Work out how many lines in the data hold the string "find". Reply with only that number.
• • • •
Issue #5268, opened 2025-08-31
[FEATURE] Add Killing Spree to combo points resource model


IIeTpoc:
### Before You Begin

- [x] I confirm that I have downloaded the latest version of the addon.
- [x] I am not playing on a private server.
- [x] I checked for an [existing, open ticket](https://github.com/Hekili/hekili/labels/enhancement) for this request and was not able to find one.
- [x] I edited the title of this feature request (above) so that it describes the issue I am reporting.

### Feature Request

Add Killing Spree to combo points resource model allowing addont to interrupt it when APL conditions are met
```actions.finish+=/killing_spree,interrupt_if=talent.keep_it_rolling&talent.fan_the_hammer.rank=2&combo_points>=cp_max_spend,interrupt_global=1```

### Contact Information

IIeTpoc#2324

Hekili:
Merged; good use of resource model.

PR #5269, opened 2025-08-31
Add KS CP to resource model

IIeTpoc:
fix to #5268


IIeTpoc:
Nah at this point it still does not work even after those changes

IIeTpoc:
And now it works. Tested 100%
• • • •
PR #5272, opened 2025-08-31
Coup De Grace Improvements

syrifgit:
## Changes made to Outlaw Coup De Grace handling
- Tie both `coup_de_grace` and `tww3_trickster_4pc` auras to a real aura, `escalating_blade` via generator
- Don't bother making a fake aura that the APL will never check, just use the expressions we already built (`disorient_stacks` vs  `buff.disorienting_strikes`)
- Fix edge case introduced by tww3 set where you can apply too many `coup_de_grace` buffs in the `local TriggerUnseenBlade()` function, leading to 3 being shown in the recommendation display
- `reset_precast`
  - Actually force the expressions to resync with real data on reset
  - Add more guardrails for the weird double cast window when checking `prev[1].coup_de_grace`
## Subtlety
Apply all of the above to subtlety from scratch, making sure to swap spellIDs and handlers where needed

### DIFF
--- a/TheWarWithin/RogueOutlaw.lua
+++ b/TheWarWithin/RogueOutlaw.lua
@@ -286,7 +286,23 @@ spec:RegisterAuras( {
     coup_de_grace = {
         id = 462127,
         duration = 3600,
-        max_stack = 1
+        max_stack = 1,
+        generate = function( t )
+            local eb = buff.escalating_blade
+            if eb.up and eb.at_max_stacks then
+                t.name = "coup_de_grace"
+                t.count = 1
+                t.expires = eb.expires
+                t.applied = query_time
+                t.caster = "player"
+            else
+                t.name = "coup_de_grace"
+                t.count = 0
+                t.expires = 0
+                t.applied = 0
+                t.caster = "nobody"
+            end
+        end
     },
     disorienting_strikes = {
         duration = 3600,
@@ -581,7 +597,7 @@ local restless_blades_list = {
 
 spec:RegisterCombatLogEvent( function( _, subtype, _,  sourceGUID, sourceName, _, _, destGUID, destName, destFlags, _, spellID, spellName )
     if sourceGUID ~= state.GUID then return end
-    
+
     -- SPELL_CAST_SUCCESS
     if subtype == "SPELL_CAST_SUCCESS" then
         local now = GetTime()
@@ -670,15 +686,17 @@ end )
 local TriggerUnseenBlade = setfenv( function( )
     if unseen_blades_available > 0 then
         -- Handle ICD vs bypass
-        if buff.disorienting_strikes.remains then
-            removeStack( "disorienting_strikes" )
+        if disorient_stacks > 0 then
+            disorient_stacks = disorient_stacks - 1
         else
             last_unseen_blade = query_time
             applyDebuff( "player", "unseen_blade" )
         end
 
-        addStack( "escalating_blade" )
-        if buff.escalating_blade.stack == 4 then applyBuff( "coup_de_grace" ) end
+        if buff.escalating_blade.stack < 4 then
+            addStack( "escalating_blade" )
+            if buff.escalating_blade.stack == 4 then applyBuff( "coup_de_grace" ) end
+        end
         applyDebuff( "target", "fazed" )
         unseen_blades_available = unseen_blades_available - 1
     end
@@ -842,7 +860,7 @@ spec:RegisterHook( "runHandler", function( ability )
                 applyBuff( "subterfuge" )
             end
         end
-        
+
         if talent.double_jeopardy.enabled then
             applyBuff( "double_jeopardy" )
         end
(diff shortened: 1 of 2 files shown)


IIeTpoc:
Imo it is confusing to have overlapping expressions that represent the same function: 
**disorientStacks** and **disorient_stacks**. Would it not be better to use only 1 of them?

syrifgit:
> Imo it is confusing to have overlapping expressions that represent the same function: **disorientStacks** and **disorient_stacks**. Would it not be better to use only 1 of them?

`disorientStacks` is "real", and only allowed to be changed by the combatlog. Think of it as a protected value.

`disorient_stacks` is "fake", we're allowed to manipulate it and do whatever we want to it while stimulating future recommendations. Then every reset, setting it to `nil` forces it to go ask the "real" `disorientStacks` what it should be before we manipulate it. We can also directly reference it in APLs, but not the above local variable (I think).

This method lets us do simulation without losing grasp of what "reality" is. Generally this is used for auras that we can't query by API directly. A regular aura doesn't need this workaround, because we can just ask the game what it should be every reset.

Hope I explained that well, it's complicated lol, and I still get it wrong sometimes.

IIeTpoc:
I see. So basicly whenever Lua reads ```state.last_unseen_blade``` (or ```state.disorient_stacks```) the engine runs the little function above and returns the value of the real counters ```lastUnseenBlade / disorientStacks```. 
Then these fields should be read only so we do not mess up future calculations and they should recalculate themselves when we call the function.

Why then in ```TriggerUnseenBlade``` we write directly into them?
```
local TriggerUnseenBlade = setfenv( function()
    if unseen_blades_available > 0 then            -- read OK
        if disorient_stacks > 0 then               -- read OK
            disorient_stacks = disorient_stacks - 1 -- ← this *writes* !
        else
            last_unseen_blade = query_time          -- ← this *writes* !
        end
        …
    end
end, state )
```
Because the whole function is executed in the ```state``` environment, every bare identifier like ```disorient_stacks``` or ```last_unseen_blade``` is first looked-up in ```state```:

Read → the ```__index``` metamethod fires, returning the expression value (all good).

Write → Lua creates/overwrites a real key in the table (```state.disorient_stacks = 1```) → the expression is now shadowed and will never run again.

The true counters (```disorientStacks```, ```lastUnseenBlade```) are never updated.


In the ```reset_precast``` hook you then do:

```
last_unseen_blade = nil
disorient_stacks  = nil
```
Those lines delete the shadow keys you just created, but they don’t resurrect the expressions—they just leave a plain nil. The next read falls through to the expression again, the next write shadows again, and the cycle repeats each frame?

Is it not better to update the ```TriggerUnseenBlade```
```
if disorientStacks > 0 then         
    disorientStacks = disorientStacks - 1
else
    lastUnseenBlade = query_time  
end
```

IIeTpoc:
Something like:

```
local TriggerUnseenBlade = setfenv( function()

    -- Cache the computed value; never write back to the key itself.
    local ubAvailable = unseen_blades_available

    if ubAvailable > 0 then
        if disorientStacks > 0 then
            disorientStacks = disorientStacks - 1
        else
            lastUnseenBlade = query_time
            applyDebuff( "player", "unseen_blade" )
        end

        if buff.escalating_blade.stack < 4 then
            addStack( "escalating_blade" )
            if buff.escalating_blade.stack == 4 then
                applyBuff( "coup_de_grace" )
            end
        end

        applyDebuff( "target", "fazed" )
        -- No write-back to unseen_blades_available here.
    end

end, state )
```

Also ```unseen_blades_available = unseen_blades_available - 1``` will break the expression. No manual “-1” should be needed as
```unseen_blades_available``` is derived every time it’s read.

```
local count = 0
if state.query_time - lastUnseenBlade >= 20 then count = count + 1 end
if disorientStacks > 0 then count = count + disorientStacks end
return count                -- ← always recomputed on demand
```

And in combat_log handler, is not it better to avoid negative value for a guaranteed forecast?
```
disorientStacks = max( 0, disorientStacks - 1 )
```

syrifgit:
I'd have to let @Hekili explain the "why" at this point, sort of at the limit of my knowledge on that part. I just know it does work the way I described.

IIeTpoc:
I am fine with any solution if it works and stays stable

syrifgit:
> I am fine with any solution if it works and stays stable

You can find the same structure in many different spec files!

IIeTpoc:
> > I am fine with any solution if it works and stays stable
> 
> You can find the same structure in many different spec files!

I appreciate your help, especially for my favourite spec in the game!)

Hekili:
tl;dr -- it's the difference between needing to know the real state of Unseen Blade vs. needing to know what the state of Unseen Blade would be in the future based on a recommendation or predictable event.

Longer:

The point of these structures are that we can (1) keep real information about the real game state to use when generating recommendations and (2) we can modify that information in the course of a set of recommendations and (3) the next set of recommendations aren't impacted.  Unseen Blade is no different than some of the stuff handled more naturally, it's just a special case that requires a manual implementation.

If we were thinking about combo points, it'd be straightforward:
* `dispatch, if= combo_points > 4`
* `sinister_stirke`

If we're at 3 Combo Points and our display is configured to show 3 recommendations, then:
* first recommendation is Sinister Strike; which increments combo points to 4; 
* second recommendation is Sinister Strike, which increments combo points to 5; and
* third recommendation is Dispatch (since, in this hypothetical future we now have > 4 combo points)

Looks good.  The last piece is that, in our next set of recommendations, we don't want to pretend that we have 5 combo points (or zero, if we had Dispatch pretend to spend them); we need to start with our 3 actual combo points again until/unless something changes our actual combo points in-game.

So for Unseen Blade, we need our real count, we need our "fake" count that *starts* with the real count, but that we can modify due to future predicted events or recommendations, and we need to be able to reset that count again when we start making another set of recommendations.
• • • •
SOLUTION TO THIS PROBLEM → 3